Из последних сил он добрел до стола и сел, обхватив голову руками.
В груди тупой занозой засела боль. Сердце стучало глухо и отчаянно.
Немилосердно болели ушибленные во время падения локти, ныли колени. Виктор старался не обращать на телесные муки внимания, но при каждом резком движении они давали о себе знать. И все же это было терпимо.
Гораздо хуже были страдания душевные. Шестеро погибших и более десятка раненых — такие потери не спишешь. Хоть и задержали опасную террористку, но какой ценой…
Неприятный разговор с полковником уже состоялся. Майор уяснил, что его не отдадут под суд, что даже выговора не будет. Но на душе скребли кошки, и все вспоминался врач, хлюпающий разрубленным горлом…

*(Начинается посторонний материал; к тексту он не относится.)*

PR #3201, opened 2025-11-13
[combobox] Fix stuck filtering with differing stringifiers

### LINKED ISSUE #3192: [combobox] Filtered items stuck after making a selection when filtering by multiple obj properties
https://stackblitz.com/edit/ve6npfxd?file=src%2FApp.tsx

A fn that's different from `itemToStringValue` is passed to the `contains` filter in order to filter by 2 different object properties.

After making a selection, closing the popup, then reopening the popup, the previous filtered items appear instead of all items 

e.g. Items are movie objects with different properties for the title in diff languages, I want it to be filterable by any language

atomiks:

Fixes #3192 

This normalizes the query used for item filtering so that when a single selection combobox reopens and the input still shows the selected label, the query is treated as empty and show the full list again (even if a custom filter uses a different stringifier that makes the combobox thinks it's currently filtering given there isn't a match with the selected value's label). This compares the visible label against the trimmed query with the collator and falls back to unfiltered data before invoking user filters

### DIFF
--- a/packages/react/src/combobox/root/AriaCombobox.tsx
+++ b/packages/react/src/combobox/root/AriaCombobox.tsx
@@ -155,6 +155,7 @@ export function AriaCombobox<Value = any, Mode extends SelectionMode = 'none'>(
   const disabled = fieldDisabled || disabledProp;
   const name = fieldName ?? nameProp;
   const multiple = selectionMode === 'multiple';
+  const single = selectionMode === 'single';
   const hasInputValue = inputValueProp !== undefined || defaultInputValueProp !== undefined;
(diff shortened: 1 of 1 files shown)


mj12albert (approved):
Works nicely now 👍
https://stackblitz.com/edit/ve6npfxd-f1hdlm7u?file=src%2FApp.tsx

This is somewhat common when the dataset can be searchable by the name/label and also some kind of abbreviation/acronyn/code
```
{
    name: 'Haneda Airport',
    city: 'Tokyo',
    country: 'Japan',
    iso2: 'JP',
    code: 'HND',
  }
```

Подчиненные сновали мимо тихие, словно мыши. Начальство старались не задевать, но на лицах торжество — как же, такой шаг на пути следствия! Это вам не над бумажками сидеть по ночам…
«Туда бы их, на задержание» — подумал Виктор лениво, и тут хлопнула дверь.
— Товарищ майор, задержанная доставлена, — сказал кто-то таким гулким басом, словно говорил из бочки.
Виктор поднял голову. Вот она, стоит у двери. Невысокая плотная женщина. Совсем молодая, с чистыми голубыми глазами. Беспощадная и умелая убийца, террористка.
По сторонам от нее — двое конвойных могучего сложения.
— Можете идти, — сказал Виктор. — Я вас вызову, когда понадобитесь.
Один из конвойных, лейтенант, с темными вьющимися волосами, сказал басовито:
— Может, нам остаться, товарищ майор. А то мало ли что.
— Идите, — отрезал Виктор. — Или вы думаете, что я не смогу отбиться от раненой женщины, которая, к тому же, в наручниках?